## Exercise
Everything from the line containing "fix(suite): tighten condition" to the close of the records below should be output exactly, line by line, with no other lines given.

## Available data

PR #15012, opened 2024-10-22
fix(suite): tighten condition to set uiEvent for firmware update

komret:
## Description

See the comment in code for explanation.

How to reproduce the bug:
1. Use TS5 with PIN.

## Output for this exercise
fix(suite): tighten condition to set uiEvent for firmware update

komret:
## Description

See the comment in code for explanation.

How to reproduce the bug:
1. Use TS5 with PIN.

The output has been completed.